**Exercise instructions**
Lines with the word "fabric" in them must be copied from the records below.

- - - - - - -

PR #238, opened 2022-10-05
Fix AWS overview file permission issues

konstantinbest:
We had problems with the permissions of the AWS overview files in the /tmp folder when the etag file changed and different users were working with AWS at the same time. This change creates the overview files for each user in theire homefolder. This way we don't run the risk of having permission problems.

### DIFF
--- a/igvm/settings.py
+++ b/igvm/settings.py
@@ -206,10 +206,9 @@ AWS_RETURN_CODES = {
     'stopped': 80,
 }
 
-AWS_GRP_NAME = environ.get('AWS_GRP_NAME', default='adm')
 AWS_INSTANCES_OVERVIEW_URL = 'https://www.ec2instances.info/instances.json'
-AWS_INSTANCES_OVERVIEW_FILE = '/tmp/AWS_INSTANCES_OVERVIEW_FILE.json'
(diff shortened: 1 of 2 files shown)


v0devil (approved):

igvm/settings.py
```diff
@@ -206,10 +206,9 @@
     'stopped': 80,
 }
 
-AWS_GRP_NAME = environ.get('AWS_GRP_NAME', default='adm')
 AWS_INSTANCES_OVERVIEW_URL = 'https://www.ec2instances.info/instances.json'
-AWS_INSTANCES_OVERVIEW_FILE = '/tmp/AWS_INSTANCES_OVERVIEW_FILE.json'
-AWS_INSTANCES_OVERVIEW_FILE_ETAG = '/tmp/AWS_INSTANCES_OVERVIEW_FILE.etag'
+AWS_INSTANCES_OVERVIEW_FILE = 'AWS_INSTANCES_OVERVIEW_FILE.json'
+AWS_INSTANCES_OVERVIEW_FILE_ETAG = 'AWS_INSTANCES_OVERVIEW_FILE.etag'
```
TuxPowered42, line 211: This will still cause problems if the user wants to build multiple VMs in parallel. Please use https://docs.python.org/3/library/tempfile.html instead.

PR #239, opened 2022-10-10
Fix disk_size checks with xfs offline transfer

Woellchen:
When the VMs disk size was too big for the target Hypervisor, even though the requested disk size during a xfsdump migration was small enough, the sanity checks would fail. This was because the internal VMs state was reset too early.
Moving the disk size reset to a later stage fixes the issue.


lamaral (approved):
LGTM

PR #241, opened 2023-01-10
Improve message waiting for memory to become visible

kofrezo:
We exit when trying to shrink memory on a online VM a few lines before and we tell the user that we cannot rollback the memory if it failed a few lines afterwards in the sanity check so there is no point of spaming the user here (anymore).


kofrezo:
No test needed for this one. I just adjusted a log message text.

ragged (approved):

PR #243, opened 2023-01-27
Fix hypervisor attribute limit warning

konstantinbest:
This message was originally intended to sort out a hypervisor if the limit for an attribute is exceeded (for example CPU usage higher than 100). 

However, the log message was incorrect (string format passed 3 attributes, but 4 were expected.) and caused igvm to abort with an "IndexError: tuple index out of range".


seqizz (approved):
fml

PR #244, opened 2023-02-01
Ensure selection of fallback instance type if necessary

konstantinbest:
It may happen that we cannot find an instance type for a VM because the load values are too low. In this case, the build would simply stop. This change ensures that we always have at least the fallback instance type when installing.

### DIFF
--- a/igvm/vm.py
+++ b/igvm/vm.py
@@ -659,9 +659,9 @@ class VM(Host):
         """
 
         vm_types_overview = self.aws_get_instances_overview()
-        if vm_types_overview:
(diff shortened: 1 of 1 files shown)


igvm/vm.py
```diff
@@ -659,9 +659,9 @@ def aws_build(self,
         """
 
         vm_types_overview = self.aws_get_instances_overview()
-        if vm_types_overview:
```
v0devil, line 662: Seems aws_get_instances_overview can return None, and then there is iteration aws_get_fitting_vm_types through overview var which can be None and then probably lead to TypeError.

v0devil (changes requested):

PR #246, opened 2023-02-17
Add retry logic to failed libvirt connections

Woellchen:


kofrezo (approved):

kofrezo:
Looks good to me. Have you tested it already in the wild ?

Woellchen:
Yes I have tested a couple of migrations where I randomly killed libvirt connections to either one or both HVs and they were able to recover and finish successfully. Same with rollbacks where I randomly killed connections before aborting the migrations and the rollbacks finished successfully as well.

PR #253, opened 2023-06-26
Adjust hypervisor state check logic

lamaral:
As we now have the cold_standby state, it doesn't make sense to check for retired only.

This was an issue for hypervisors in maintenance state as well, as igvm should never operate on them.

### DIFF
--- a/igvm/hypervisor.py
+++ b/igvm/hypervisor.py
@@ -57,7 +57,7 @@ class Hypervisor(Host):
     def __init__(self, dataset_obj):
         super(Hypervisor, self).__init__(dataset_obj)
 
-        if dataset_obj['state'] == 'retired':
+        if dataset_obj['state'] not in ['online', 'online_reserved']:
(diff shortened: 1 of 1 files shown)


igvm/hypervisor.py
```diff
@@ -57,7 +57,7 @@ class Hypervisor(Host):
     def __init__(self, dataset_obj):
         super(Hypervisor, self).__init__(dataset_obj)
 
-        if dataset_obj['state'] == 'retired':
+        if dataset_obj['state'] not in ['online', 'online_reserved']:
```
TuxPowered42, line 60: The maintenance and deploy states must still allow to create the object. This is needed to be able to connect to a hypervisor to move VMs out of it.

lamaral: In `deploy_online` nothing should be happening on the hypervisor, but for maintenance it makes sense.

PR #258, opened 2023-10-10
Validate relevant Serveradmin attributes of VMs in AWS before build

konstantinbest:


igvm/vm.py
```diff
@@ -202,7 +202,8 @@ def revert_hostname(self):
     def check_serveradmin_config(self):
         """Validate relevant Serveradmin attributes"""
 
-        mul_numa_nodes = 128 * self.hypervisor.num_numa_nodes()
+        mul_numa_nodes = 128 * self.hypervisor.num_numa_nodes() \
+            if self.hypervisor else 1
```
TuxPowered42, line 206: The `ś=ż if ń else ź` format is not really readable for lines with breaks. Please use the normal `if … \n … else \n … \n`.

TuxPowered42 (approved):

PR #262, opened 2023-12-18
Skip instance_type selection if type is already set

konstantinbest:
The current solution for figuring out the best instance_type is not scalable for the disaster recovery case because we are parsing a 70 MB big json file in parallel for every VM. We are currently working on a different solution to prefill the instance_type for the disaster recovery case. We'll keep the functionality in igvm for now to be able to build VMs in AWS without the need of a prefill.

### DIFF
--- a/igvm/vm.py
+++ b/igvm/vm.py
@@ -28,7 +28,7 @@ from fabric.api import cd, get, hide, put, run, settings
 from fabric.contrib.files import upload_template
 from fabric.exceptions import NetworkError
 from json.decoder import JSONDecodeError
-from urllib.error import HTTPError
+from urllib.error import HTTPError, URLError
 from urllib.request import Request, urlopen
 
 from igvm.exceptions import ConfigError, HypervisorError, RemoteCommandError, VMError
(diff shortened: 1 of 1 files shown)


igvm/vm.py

- - - - - - -

**Exercise result**
@@ -28,7 +28,7 @@ from fabric.api import cd, get, hide, put, run, settings
 from fabric.contrib.files import upload_template
 from fabric.exceptions import NetworkError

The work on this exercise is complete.